- Provided records

PR #2393, opened 2024-10-07
Update API for Trivy Scan

acouch:
Testing updating an API file

## Summary
Fixes #{ISSUE}


coilysiren (dismissed):
will approve again when hadolint is fixed

chouinar (changes requested):
Can you hold on this - I think there is more going on here - the non-local version is getting the wrong version.

acouch:
Looks like we have the same approach #2394

PR #2406, opened 2024-10-08
[Issue #2405] Account for updates when last_upd_date is null

### LINKED ISSUE #2405: Fix issue with Oracle data load that misses updates where the last_upd_date was previously null
### Summary

The legacy Oracle database has a `last_upd_date` timestamp that we use for finding updates to our system.

This field is always null when a record is first inserted, and only on receiving at least one update will it be populated.

This means that if a record is inserted, we copy over `last_upd_date=null` and then an update happens, we try to do effectively: `where null < {some timestamp}` which means we find nothing when trying to update. What we instead should do is fallback to using the `created_date` timestamp if the update date is null.

### Reproducibility

None

### How to reproduce the bug

- [ ] Fix issue
- [ ] Adjust tests to add this scenario

### Browser

None

### Code of Conduct

chouinar:
## Summary
Fixes #2405

## Changes proposed
Fallback to using `created_date` when `last_upd_date` is null

## Context for reviewers
The legacy Oracle database has a last_upd_date timestamp that we use for finding updates to our system.

This field is always null when a record is first inserted, and only on receiving at least one update will it be populated.

This means that if a record is inserted, we copy over last_upd_date=null and then an update happens, we try to do effectively: where null < {some timestamp} which means we find nothing when trying to update. What we instead should do is fallback to using the created_date timestamp if the update date is null.

## Additional information
Found this when I realized there were cases where we just weren't processing updates. Turns out, the ELT process doesn't handle updates pretty much at all right now (this is the common case)

### DIFF
--- a/api/src/data_migration/load/sql.py
+++ b/api/src/data_migration/load/sql.py
@@ -67,7 +67,15 @@ def build_select_updated_rows_sql(
             == sqlalchemy.tuple_(*source_table.primary_key.columns),
         )
         # `WHERE ...`
-        .where(destination_table.c.last_upd_date < source_table.c.last_upd_date)
+        # NOTE: The legacy system doesn't populate the last_upd_date unless at least one update
+        #       has occurred, so we need to fallback to the created_date otherwise it will always be
+        #       null on the destination table side
+        .where(
+            sqlalchemy.func.coalesce(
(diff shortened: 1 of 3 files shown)


mdragon (approved):
Data is fun... LGTM

PR #4227, opened 2025-03-17
[Unticketed] Add ignores for vulnerability scans

chouinar:
## Changes proposed
Add ignores for vulnerabilities that we just need to wait until the Debian image is updated


mdragon (approved):
👍🏻

PR #4262, opened 2025-03-19
[Issue #4260] Fix GET saved opportunity filter by user ID 

### LINKED ISSUE #4260: GET saved opportunities doesn't filter by user ID
### Summary

The query to fetch saved opportunities for a user, doesn't filter by a specific user:
https://github.com/HHS/simpler-grants-gov/blob/16db06890bdeb6e481aaae732314605b0000e3db/api/src/services/users/get_saved_opportunities.py#L57

We need to modify the query to do so

### Acceptance criteria

- [ ] Fix query
- [ ] Adjusts tests to verify that if records exist for multiple users, only one is returned

mikehgrantsgov:
## Summary
Fixes #4260

## Changes proposed
Update query to join on `user_id`

## Context for reviewers
Previously this was not added, resulting in a bug showing all user saved opportunities.

## Additional information
See attached unit test (which fails in `main`), passes here.

### DIFF
--- a/api/src/services/users/get_saved_opportunities.py
+++ b/api/src/services/users/get_saved_opportunities.py
@@ -3,7 +3,7 @@ from typing import Sequence, Tuple
 from uuid import UUID
 
 from pydantic import BaseModel
-from sqlalchemy import asc, desc, nulls_last, select, and_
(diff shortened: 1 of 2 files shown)


chouinar (approved):
LGTM!

PR #4275, opened 2025-03-20
[Issue #3551] Setup tables for transfer and staging tables for user data

### LINKED ISSUE #3551: Setup tables for transfer and staging tables for user data
### Summary

We want to setup two tables (4 in total, 2 in transfer, 2 in staging schemas). The columns must be named, typed, and ordered exactly as listed here for our import process to work correctly.

`TUSER_ACCOUNT_MAPPER`
* `USER_ACCOUNT_ID` - int, primary key
* `SOURCE_TYPE` - str, primary key
* `EXT_USER_ID` - str, NOT NULL
* `EXT_ISSUER` - str, NOT NULL
* `LAST_AUTH_DATE` - datetime, NOT NULL
* `CREATED_DATE` - datetime, nullable
* `CREATOR_ID` - str, nullable
* `LAST_UPD_DATE` - datetime, nullable
* `LAST_UPD_ID` - text, nullable

`TUSER_ACCOUNT`
* `USER_ACCOUNT_ID` - int, primary key
* `USER_ID` - str, NOT NULL
* `FULL_NAME` - str, nullable
* `EMAIL_ADDRESS` - str, nullable
* `PHONE_NUMBER` - str, nullable
* `FIRST_NAME` - str, nullable
* `MIDDLE_NAME` - str, nullable
* `LAST_NAME` - str, nullable
* `IS_DELETED` - str, NOT NULL
* `IS_DUPLICATE` - str, NOT NULL
* `IS_ACTIVE` - str, NOT NULL
* `CREATED_DATE` - datetime
* `CREATOR_ID` - str, nullable
* `LAST_UPD_DATE` - datetime, nullable
* `LAST_UPD_ID` - str, nullable
* `IS_EMAIL_CONFIRM_PENDING` - str, nullable
* `DEACTIVATED_DATE` - datetime, nullable
* `MOBILE_NUMBER` - str, nullable

### Acceptance criteria

- [ ] Tables created
- [ ] Migrations created (only the staging table will end up in the final tables)

mikehgrantsgov:
## Summary
Fixes #3551

## Changes proposed
Add two tables (4 in total, 2 in transfer, 2 in staging schemas). 
Add models / migration in two schemas (exactly ordered) 

## Context for reviewers
Only models and migrations needed for this task.


api/src/db/models/user_models.py
```diff
@@ -162,3 +163,81 @@ class UserOpportunityNotificationLog(ApiSchemaTable, TimestampMixin):
     opportunity: Mapped[Opportunity] = relationship(
         "Opportunity", back_populates="all_opportunity_notification_logs"
     )
+
+
+class StagingUserAccountMapper(Base):
```
chouinar, line 168: I don't think I did a good enough job explaining this ticket, the way these tables work is a bit different - they don't go with the rest of our schemas.

We should instead define a mixin (like we did for the Topportunity table and others): https://github.com/HHS/simpler-grants-gov/blob/main/api/src/db/models/legacy_mixin/opportunity_mixin.py

We then need to define derived classes for the foreign: https://github.com/HHS/simpler-grants-gov/blob/main/api/src/db/models/foreign/opportunity.py

and staging: https://github.com/HHS/simpler-grants-gov/blob/main/api/src/db/models/staging/opportunity.py

schemas. Note, these derived ones don't need anything in them except the table names. Everything else comes purely from the classes you derive them from (follow the same pattern just swap out the mixin).

---
Why are these defined in this weird way? A few reasons:
1. We really want the schemas to match for the foreign & staging tables, so defining the columns once helps.
2. The foreign tables especially need to be defined _exactly_ in the way they are for the process that loads them to work - down to the place they're defined and the classes they're derived from. To actually create the foreign tables, we run [this script](https://github.com/HHS/simpler-grants-gov/blob/main/api/src/data_migration/setup_foreign_tables.py) which when run non-locally actually sets up a foreign data wrapper to an Oracle DB table.

api/src/db/models/user_models.py
```diff
@@ -162,3 +163,81 @@ class UserOpportunityNotificationLog(ApiSchemaTable, TimestampMixin):
...
+    __tablename__ = "TUSER_ACCOUNT_MAPPER"
+    __table_args__ = {"schema": Schemas.STAGING}
+
+    USER_ACCOUNT_ID: Mapped[int] = mapped_column(primary_key=True)
```
chouinar, line 172: FYI - for these, we can make them lowercase, Postgres is case-insensitive so we can at least have some err on the side of readability without any issue.

api/src/db/models/legacy_mixin/user_mixin.py
```diff
@@ -0,0 +1,38 @@
+from datetime import datetime
+
+from sqlalchemy.orm import Mapped, declarative_mixin, mapped_column
+
+
+@declarative_mixin
+class TuserAccountMapperMixin:
+    user_account_id: Mapped[int] = mapped_column(primary_key=True)
+    source_type: Mapped[str]
```
chouinar, line 9: Two issues, one is on me for not putting it in the docs right:
1. This should also be a primary key
2. This should be the last column defined (don't know why I put it second)

api/src/db/models/legacy_mixin/user_mixin.py
```diff
@@ -0,0 +1,38 @@
...
+    ext_user_id: Mapped[str]
+    ext_issuer: Mapped[str]
+    last_auth_date: Mapped[datetime]
```
chouinar, line 12: In double-checking the DB, I completely missed a column (I clearly was having an off day when I wrote this ticket).

Between these two we need `ext_subject: Mapped[str | None]`

api/src/db/models/legacy_mixin/user_mixin.py
```diff
@@ -0,0 +1,38 @@
...
+    full_name: Mapped[str | None]
+    email_address: Mapped[str | None]
+    phone_number: Mapped[str | None]
+    first_name: Mapped[str | None]
+    middle_name: Mapped[str | None]
+    last_name: Mapped[str | None]
+    is_deleted_legacy: Mapped[str]
+    is_duplicate: Mapped[str]
+    is_active: Mapped[str]
+    created_date: Mapped[datetime]
```
chouinar, line 32: Another mistake of mine - this should be nullable:
```suggestion
    created_date: Mapped[datetime | None]
```

api/src/db/models/legacy_mixin/user_mixin.py
mikehgrantsgov: I think this last change should do it.

chouinar (approved):

Issue #3909, opened 2025-02-18
Implementation: Show Facet Count


capriiis:
### Summary

See screenshot and notes below for details.

### Acceptance criteria

- Two spaces between item and number count
- Style update

![Image](https://github.com/user-attachments/assets/4e655481-4772-4916-9379-be52af835ae9)
![Image](https://github.com/user-attachments/assets/871b33a4-b7e4-4702-a8f6-44db3c197b54)

crystabelrangel:
Initial decisions from the call on 3/25 regarding [slack convo](https://betagrantsgov.slack.com/archives/C05TGEL3C6Q/p1742909585202319):

- do not hide options if there are 0 results

Agency filter
- update/build new end point to point to status (open/forecasted)
- will look into the count for closed status to determine if we will add this
- new task will be made for this change

cc: @doug-s-nava @mdragon @andycochran @chrisw-nava

PR #4276, opened 2025-03-21
[unticketed] refactor search filter accordion code into multiple components

doug-s-nava:
…ier to suspend

## Summary
unticketd but working in the service of #3909

## Changes proposed
split search filter accordion into multiple components to make it easier to suspend


acouch (approved):
Looks good, thanks.

PR #4290, opened 2025-03-24
[Issue #4168] Update competition/form/application factories to better support test setup

### LINKED ISSUE #4168: Setup local db seed script to create a competition with a form that the frontend can use for development
### Summary

Our seed script should add a bit of logic that:
* For one opportunity (can be lazy, make it opportunity_id 1 which will always get created)
   * Create a form in the table with the schemas described below
   * Create a competition attached to the opportunity
   * Add the form to the competition (the CompetitionForm table to link them)

JsonSchema
```json
 TODO - checking with frontend folks
```

UiSchema
```json
TODO - checking with frontend folks
```

### Acceptance criteria

- [ ] Seed script updated

chouinar:
## Summary
Fixes #4168

## Changes proposed
* Form factory now has a valid json schema + UI schema
* Adjusted schema of form response as UI schema is a list, not a dict (make it raw type to be JSON)
* Adjusted factories ordering to be a bit better organized
* Cleaned up a few tests that were doing a lot more than necessary to setup data

## Context for reviewers
Note that the rearranging of factories is a sorta-precursor to work I'm thinking we need to do to split this file up a bit (at least move the staging/legacy table factories to a separate file).

The test updates are mostly to remove redundant factory usage. For example, in some tests we were creating records, then passing those to another factory, and then passing that to a 3rd factory. Unless there is a specific setup on one of those earlier records, we don't need to do this as the factories themselves create all of their dependencies. Before this change a few of those dependencies were missing, so the tests weren't wrong, just didn't fully have the support from these changes.


api/tests/lib/db_testing.py
```diff
@@ -72,6 +72,7 @@ def cascade_delete_from_db_table(db_session: db.Session, table_model) -> None:
     with whatever data might exist in a given table.
     """
 
+    db_session.expunge_all()
```
joshtonava, line 75: 👍

joshtonava (approved):
This will be useful for my open PR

- Exercise requirements
How many lines of these entries hold the string "components"? Answer with the number alone.

- Answer to this task
2